Renombra un dispositivo en la topología activa de Packet Tracer.
AI agents use pt_rename_device to create or update resources in MCP Packet Tracer — usually the action step of a workflow, after the agent has gathered context. Every call changes real data in your MCP Packet Tracer environment.
Renaming a device is a Write-class operation: it modifies topology metadata reversibly without executing commands, deleting resources, or triggering external systems. Severity is medium because topology misconfiguration could disrupt network diagnostics and management, affecting simulation accuracy, but the change is easily undone.
From the tool's definition pt_rename_device renames/renombra (modifies) a device in the active Packet Tracer topology. The Spanish description confirms it performs a reversible data modification operation on network topology state.
Attacks that exploit this kind of access
Renombra un dispositivo en la topología activa de Packet Tracer. It is categorised as a Write tool in the MCP Packet Tracer MCP Server, which means it can create or modify data. Consider rate limits to prevent runaway writes.

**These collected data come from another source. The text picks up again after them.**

PR #4678, opened 2016-08-30
#3203 render tex errors in red instead of throwing

sluhtoja:


sluhtoja:
kick jenkins

core/src/main/web/app/helpers/katexhelper.js
```diff
@@ -0,0 +1,194 @@
+/* eslint no-console:0 */
```
scottdraves, line 1: add this to top of the file:

```
copied from https://github.com/Khan/KaTeX/tree/master/contrib/auto-render
until https://github.com/Khan/KaTeX/issues/425 is resolved.
```

then in comment include their license:
https://github.com/Khan/KaTeX/blob/master/LICENSE.txt

core/src/main/web/app/template/index_template.html
```diff
@@ -106,7 +106,7 @@
   <script src="vendor/bower_components/moment-timezone/builds/moment-timezone-with-data.min.js"></script>
   <script src="vendor/zeroclipboard-2.2.0/dist/ZeroClipboard.js"></script>
   <script src="vendor/bower_components/katex/dist/katex.min.js"></script>
-  <script src="vendor/bower_components/katex/dist/contrib/auto-render.min.js"></script>
+  <!--<script src="vendor/bower_components/katex/dist/contrib/auto-render.min.js"></script>-->
```
scottdraves: delete instead of commenting out

scottdraves:
OK looks like the file has been added but the throwOnError wasn't added so I am still not getting red errors from bad tex in a text cell.  (make a text cell and put in $\asdfasdf$).

scottdraves:
I am still getting a popup for a syntax error like:
a TeX cell that has just a {

in this case, it should leave the input unchanged, format it red, and put a tooltip on it with the text of the error message from katex.

a text cell with ${$ should also show as red with tooltip of the error.

scottdraves:
error in text cell is not handled the same, it should format as much as possible like TeX cells do:
screen shot 2016-08-30 at 2 35 18 pm

scottdraves:
also the main tutorial is giving an TeX error popup about indexOf not being defined...

sluhtoja:
Kick jenkins

scottdraves:
https://pub.beakernotebook.com/publications/66fbe76c-6f7e-11e6-b0b9-8fe2204af9ff

I am still getting a popup error from a TeX cell with just a {

and in a text cell a syntax error like that should be formatted in red.

and still need this to pass jenkins.

and please add this to top of the file:

```
copied from https://github.com/Khan/KaTeX/tree/master/contrib/auto-render
until https://github.com/Khan/KaTeX/issues/425 is resolved.
```

sluhtoja:
kick jenkins

sluhtoja:
kick jenkins

scottdraves:
instead of the popup, should generate a proper error like this:
screen shot 2016-09-01 at 9 04 58 am

except "unknown unexpected token" should be replaced with the error text from katex which now appears in the popup.

sluhtoja:
kick jenkins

Register the MCP Packet Tracer MCP server in PolicyLayer and add a rule for pt_rename_device: allow, deny, rate-limit, or require approval. Point your MCP client at the PolicyLayer proxy URL and the rule is enforced on every call, before it reaches MCP Packet Tracer. Nothing to install.
pt_rename_device is a Write tool with medium risk. Write tools should be rate-limited to prevent accidental bulk modifications.
Yes. Add a rate_limit block to the pt_rename_device rule in your PolicyLayer policy. For example, setting max: 10 and window: 60 limits the tool to 10 calls per minute. Rate limits are tracked per agent session and reset automatically.
Set action: deny in the PolicyLayer policy for pt_rename_device. The AI agent will receive a policy violation error and cannot call the tool. You can also include a reason field to explain why the tool is blocked.
pt_rename_device is provided by the MCP Packet Tracer MCP server (mainorcruz/mcp_packet_tracer). PolicyLayer sits as a proxy in front of this server to enforce policies before tool calls reach the server.
Every MCP server has a record like this.
Type a name, get the same breakdown: verified identity, auth posture, risk grade, capabilities, recommended policy.